◆ **Problem requirements**: List, from the lines below, each one with "between" in it.

◆ **Material for this task**:
Issue #821, opened 2017-04-30
Monads vs exceptions for error handling


xeno-by:
This is a long-standing debate between @densh (monads) and myself (exceptions). Some time ago, @olafurpg joined the fun on Denys's side.

The debate basically boils down to: "for which APIs do we represent errors in type signatures?". A related question is: "if we use types, then which ones?".

DavidDudson:
My opinion is all should use Monads.

I quite like macro failures throwing exceptions, but only because it's compile time only.

Do we have a list of Api's and what exceptions the can throw?

xeno-by:
The immediate motivation for filing this ticket is the discussion in https://github.com/scalameta/scalameta/pull/808. 

As mentioned in one of the reviews of the pull request, invoking `AbsolutePath.apply(path: String)` can result in an error if `path` is not absolute. How do we represent this error?

In the pull request, I specified the return type as plain `AbsolutePath` and then had the body of `apply` to throw `sys.error` if the argument is invalid. Below you can find my motivation.

1) When deciding between monads and exceptions, I typically ask myself a question: "can future callers of a given API reasonably handle the error?". If the answer is "no", then I use exceptions. 

For example, I wouldn't expect anyone except for hardcode VM/framework programmers to handle things like NPE and SO, so I don't express those erroneous conditions in signatures.

2) If it is imaginable for the error to be handled, I ask myself another question: "are API users likely to want to handle the error?". If the answer is "not really", then I use exceptions. 

For example, let's take `Mirror.apply(classpath, sourcepath)` that is supposed to be the foundation of adhoc semantic API. It clearly can fail, because the underlying semanticdb may be corrupt, may be in an incompatible format, etc. So should it return `Mirror` or `Try[Mirror]`?

I think that `Mirror.apply` should return `Mirror`, because I can hardly imagine API users wanting to handle the aforementioned errors.

If the semanticdb is corrupt, what is a user likely to do? Sure, sometimes they may want to take this error and convert it into something domain-specific, but which use case is going to be more often: 1) the happy `implicit val mirror = Mirror(...)`, or 2) the overly cautious `implicit val mirror = Mirror(...).orElse(...)`? I think that 1 is much more frequent, so I believe we should optimize the API towards that.

3) Otherwise, I guess it may make sense to use monads if the end result is not too heavyweight.

[...]

PR #849, opened 2017-05-10
Add Position.RangeWithPoint, fixes #383.

### LINKED ISSUE #383: scalac compatibility for error messages
This is something that we inherited from scalac. Since scalac runs in -Yrangepos only occasionally, its error reporting is offset-based. Therefore, all positions (both offset and range ones) have `Position.point` in scalac.

In our case, everything had range positions from the very beginning. Therefore, we should consider dropping `Position.point` altogether, in favor of Clang-style/Elm-style range errors.

olafurpg:
Position.point is necessary in some cases where start != point != end,
for example unused import warnings. The original Position.Range did
contain a point field that got removed in https://github.com/olafurpg/scalameta/commit/918e2ecab7a0dd95c6ff769f4fd76fb2e5d097f4
Instead of adding a new `point` field to Position, this commit
introduces a new Position.RangeWithPoint type. I opted for a new type
because

- it's relatively rare when start != point != end
- it's possible to provide a custom Range.unapply extractor that works
  to extract start/end from RangeWithPoint.

The hope is that RangeWithPoint will be mostly invisible unless you
know that you need the point field, for example in the
RemoveUnusedImports rewrite in scalafix.

### DIFF
--- a/scalahost/nsc/src/main/scala/scala/meta/internal/semantic/InputOps.scala
+++ b/scalahost/nsc/src/main/scala/scala/meta/internal/semantic/InputOps.scala
@@ -19,7 +19,14 @@ trait InputOps { self: DatabaseOps =>
     def toMeta: m.Position = {
       assert(pos.isRange)
       val input = m.Input.File(pos.source.toAbsolutePath)
-      m.Position.Range(input, m.Point.Offset(input, pos.start), m.Point.Offset(input, pos.end))
+      val mstart = m.Point.Offset(input, pos.start)
+      val mend = m.Point.Offset(input, pos.end)
+      if (pos.point > pos.start && pos.point < pos.end) {
+        val mpoint = m.Point.Offset(input, pos.point)
+        m.Position.RangeWithPoint(input, mstart, mpoint, mend)
+      } else {
+        m.Position.Range(input, mstart, mend)
+      }
     }
   }
 }
--- a/scalahost/nsc/src/test/scala/scala/meta/tests/scalahost/mirrors/SemanticSuite.scala
+++ b/scalahost/nsc/src/test/scala/scala/meta/tests/scalahost/mirrors/SemanticSuite.scala
@@ -286,4 +286,15 @@ class SemanticSuite extends DatabaseSuite {
     "class F[T: Manifest] { val arr = Array.empty[T] }",
     "[47..47) (F.this.evidence$1)".trim
   )
+
+  messages(
+    """
+      |import scala.collection.mutable.{ Map, Set, ListBuffer }
+      |object a { ListBuffer.empty[Int] }
+    """.stripMargin.trim,
+    """
+      |[0..34..56): [warning] Unused import
+      |[0..39..56): [warning] Unused import
+    """.stripMargin.trim
+  )
 }
--- a/scalameta/inputs/shared/src/main/scala/scala/meta/inputs/Input.scala
+++ b/scalameta/inputs/shared/src/main/scala/scala/meta/inputs/Input.scala
@@ -2,33 +2,43 @@ package scala.meta
 package inputs
 
 import java.nio.charset.Charset
+
 import org.scalameta.adt.{Liftables => AdtLiftables}
 import org.scalameta.data._
 import org.scalameta.invariants._
 import scala.meta.common._
 import scala.meta.internal.inputs._
+import scala.meta.internal.io.PathIO
 import scala.meta.io._
 
 trait Input extends Optional with Product with Serializable with InternalInput {
   def chars: Array[Char]
   def text: String = new String(chars)
+  def syntax: String
+  def structure: String
 }
 
 object Input {
   @none object None extends Input {
     lazy val chars = new Array[Char](0)
-    override def toString = "Input.None"
+    def syntax = "<none>"
+    def structure = "Input.None"
+    override def toString = structure
   }
 
   @data class String(s: scala.Predef.String) extends Input {
     lazy val chars = s.toArray
-    override def toString = "Input.String(\"" + s + "\")"
+    def syntax = "<input>"
+    def structure = "Input.String(\"" + s + "\")"
+    override def toString = structure
   }
 
   @data class Stream(stream: java.io.InputStream, charset: Charset) extends Input {
     lazy val chars = new scala.Predef.String(scala.meta.internal.io.InputStreamIO.readBytes(stream), charset).toArray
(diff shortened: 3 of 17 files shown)


scalahost/nsc/src/test/scala/scala/meta/tests/scalahost/mirrors/SemanticSuite.scala
```diff
@@ -235,4 +235,14 @@ class SemanticSuite extends DatabaseSuite {
       |[294..294) [C[Int]]
   """.trim.stripMargin
   )
+  messages(
+    """
+      |import scala.collection.mutable.{ Map, Set, ListBuffer }
+      |object a { ListBuffer.empty[Int] }
+    """.stripMargin.trim,
+    """
+      |[0..34..56): [warning] Unused import
```
olafurpg: cc/ @gabro this is how Position.RangeWithPoint looks like, the middle number is the `.point` that is where the caret `^` appears in scalac error messages.

scalahost/nsc/src/main/scala/scala/meta/internal/semantic/InputOps.scala
```diff
@@ -19,7 +19,14 @@ trait InputOps { self: DatabaseOps =>
     def toMeta: m.Position = {
       assert(pos.isRange)
       val input = m.Input.File(pos.source.toAbsolutePath)
-      m.Position.Range(input, m.Point.Offset(input, pos.start), m.Point.Offset(input, pos.end))
+      val mstart = m.Point.Offset(input, pos.start)
+      val mend = m.Point.Offset(input, pos.end)
+      if (pos.point > pos.start && pos.point < pos.end) {
```
gabro: being paranoid here, but can `pos.point` be `< pos.start` or `> pos.end` under any circumstance?
Would `if (point.point != pos.start && pos.point != pos.end)` be more defensive towards compiler's quirks?

scalahost/nsc/src/test/scala/scala/meta/tests/scalahost/mirrors/SemanticSuite.scala
gabro: looking good!

scalahost/nsc/src/main/scala/scala/meta/internal/semantic/InputOps.scala
olafurpg: wdyt @xeno-by ? I don't know if/when point can be outside the range.

xeno-by: It can't, I believe.

scalameta/inputs/shared/src/main/scala/scala/meta/inputs/Input.scala
```diff
@@ -2,33 +2,43 @@ package scala.meta
...
 import scala.meta.common._
 import scala.meta.internal.inputs._
+import scala.meta.internal.io.PathIO
 import scala.meta.io._
 
 trait Input extends Optional with Product with Serializable with InternalInput {
   def chars: Array[Char]
   def text: String = new String(chars)
+  def syntax: String
+  def structure: String
```
xeno-by: How about we defer this change to the upcoming 2.x PR? There are some things to decide (whether `toString` should return syntax or structure, how to get rid of the `syntax/structure` boilerplate) that I wouldn't want to rush for 1.8.0.

scalameta/inputs/shared/src/main/scala/scala/meta/internal/inputs/package.scala
```diff
@@ -6,23 +6,19 @@ import scala.meta.inputs._
...
     def formatMessage(severity: String, message: String): String = {
       if (point != Point.None) {
         val input = point.input
-        val shortContent = input match {
-          case Input.File(path, _) => path.toString
-          case Input.LabeledString(label, _) => label
-          case _ => "<input>"
-        }
-        val header = s"$shortContent:${point.line + 1}: $severity: $message"
+        val header = s"${input.syntax}:${point.line + 1}: $severity: $message"
```
xeno-by: This discovers a really great opportunity for code reuse!

scalameta/io/shared/src/main/scala/scala/meta/io/AbsolutePath.scala
```diff
@@ -16,7 +16,11 @@ import scala.meta.internal.io.{FileIO, PathIO}
   @deprecated("Use toString() instead", "1.8")
   def absolute: String = toString()
 
-  def toRelative: RelativePath = toRelative(PathIO.workingDirectory)
+  // NOTE: Anticipating exceptions in this method is just plain terrible.
+  // It's not exceptional at all that this AbsolutePath is not relative to the
+  // working directory. Fix this once https://github.com/scalameta/scalameta/issues/821
+  // is settled.
+  def toRelative: Option[RelativePath] = scala.util.Try(toRelative(PathIO.workingDirectory)).toOption
```
xeno-by: I suggest we remove this method altogether until we work out #821. Since that issue has been brought up multiple times over the last couple weeks, I also suggest we bump its priority to critical, lower than only the issues that block def macros.

scalahost/nsc/src/test/scala/scala/meta/tests/scalahost/mirrors/SemanticSuite.scala
xeno-by: Given the amount of hacky changes necessary to accommodate this use case, I suggest we instead hack at the source - by hijacking the positions of `unused import` warnings.

scalameta/inputs/shared/src/main/scala/scala/meta/inputs/Input.scala
olafurpg: I agree, let's defer this for another release.

scalameta/inputs/shared/src/main/scala/scala/meta/internal/inputs/package.scala
olafurpg: I have written that pattern match at least 4-5 times in metaconfig/scalafix/scalafmt 😄  This change will be welcome once we clean up pretty-printing in a future release.

scalameta/io/shared/src/main/scala/scala/meta/io/AbsolutePath.scala
olafurpg: I will open a separate PR addressing what I'd like to see changed for #821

◆ **Result for this task**:
This is a long-standing debate between @densh (monads) and myself (exceptions). Some time ago, @olafurpg joined the fun on Denys's side.
1) When deciding between monads and exceptions, I typically ask myself a question: "can future callers of a given API reasonably handle the error?". If the answer is "no", then I use exceptions. 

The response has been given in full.